幼馴染で親友の綾乃はずっと隆成と一緒にいた。しかし、隆成が後を継がないならと別の人間に仕えることになってしまう。それがきっかけで、隆成は綾乃を独占したいという新たな感情に目覚めてしまい、それは綾乃も同じようで──。

あらすじ

──きみはこれからも“ともだち”? それとも──……。
ヤクザの家系に生まれた隆成は、幼い頃から一般家庭に憧れていた。そんな隆成の隣には、側仕えかつ幼馴染で、親友の綾乃がいる。隆成が組を継がなければ、綾乃は別の人間に仕えることに……。組を継ぎたくない気持ちと、綾乃を自分以外につかせたくない気持ちの間で揺れる隆成。そして綾乃も、隆成に特別な感情を抱いていることを隠していて……?
献身的な側仕え×鈍感な跡取り息子の、ときめき溢れる幼馴染ラブストーリー。

ネタバレあり感想まとめ

 ヤクザの家に生まれた隆成は、幼馴染でお付きの綾乃と同じ家に住み登下校をしていた。”普通の家庭”に憧れていた隆成は家業を継ぐ気はなかったため、ある日突然綾乃を”家業を継ぐ”別の人に付かせると言われてしまう。綾乃とずっと一緒だと思っていた隆成は普通の生活と綾乃のどっちを取るか選択を迫られることに。

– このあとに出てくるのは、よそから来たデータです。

PR #122, opened 2021-07-05
Fix prophylaxis curve to be weibull survival

### LINKED ISSUE #121: The form of the drug prophylaxis curve
We were discussing parameterising the prophylaxis curves for the different drug types in the model. We noticed that in Okell et al. 2014 Nat Comms, the form of the prophylaxis curve is a Weibull survival function: P=exp((-t/lambda)^w), where lambda is the scale parameter and w is the shape parameter. In the malariasimulation model (human_infection.R), the prophylaxis curve is the Weibull pdf (dweibull) instead of the survival curve. This seems to imply a period of low (zero) prophylaxis at times immediately after treatment, with prophylaxis taking effect as the mean of the distribution is approached. We wanted to check this, and suggest that the survival curve should be used instead of the weibull pdf? Thus, prophylaxis is initially at its maximum level (directly after treatment) and then declines monotonically. 

Lucy has given us the following weibull survival curve parameterisations (for the two ACT drugs):
time<-0:50

scale_al<-10.6
shape_al<-11.3

scale_dp<-28.1
shape_dp<-4.4

p_protect_al<- exp(-((time/scale_al)^shape_al))
p_protect_dp<- exp(-((time/scale_dp)^shape_dp))

plot(time,p_protect_dp,type="l", ylab="probability of protection")
lines(time,p_protect_al,col="blue")

Thanks!

giovannic:
Closes #121


pahanc (approved):
Thanks Giovanni that looks good to me! In addition, we have another drug parameterisation that we would like to add to the model, but I will follow up with you separately on that.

 するとさっそく紬組の息子・紬円加が自分と綾乃と同じクラスに転校してくる。帰路、やっと二人になれると思ったのも束の間、挨拶がしたいと家まで来た円加は、そのまま祖父に隆成が決断を下すまでの間居候させてください、と言う。そうして綾乃と二人の日常に円加も加わることに。学校でも家でも円加の世話をする綾乃とそんな綾乃と楽しそうに話す円加を見てもやもやしてしまった隆成は綾乃に冷たい態度をとってしまう。いつも綾乃と二人で行く学校も一人で、学校でも綾乃以外の友達と過ごすように。綾乃のいない日常が憧れていた“普通”であるのに落ち着かなさを感じるように。最近の様子を綾乃に聞かれた際、自分よりも円加が継ぐ方が適任だと思っていること、もうすでに跡継ぎが決まったみたいに世話をする綾乃を見てもやもやしていることを告げ、自分が返事をするまでは綾乃は自分のお付きなのに!とそのまま去ってしまう。そんな隆成の言葉を聞いて顔が赤くなってしまう綾乃。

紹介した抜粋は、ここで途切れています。